Assigned task: Every line below that holds the string "winsound" should be copied.

---- Given data

PR #9108, opened 2022-11-05
winsound: accepts buffers

JelleZijlstra:
https://github.com/python/cpython/blob/b5f711185bd11819566068ddf2a74a1402340e2d/PC/winsound.c#L93


hauntsaninja (approved):
Lg

PR #9109, opened 2022-11-05
zipfile: improve bytes handling

JelleZijlstra:
Technically some uses of `pwd` accept more types, but others
use `isinstance()` to enforce only `bytes`. It seems better to
keep the same type throughout the module.


hauntsaninja (approved):
Looks good!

--------

Reply:
winsound: accepts buffers
https://github.com/python/cpython/blob/b5f711185bd11819566068ddf2a74a1402340e2d/PC/winsound.c#L93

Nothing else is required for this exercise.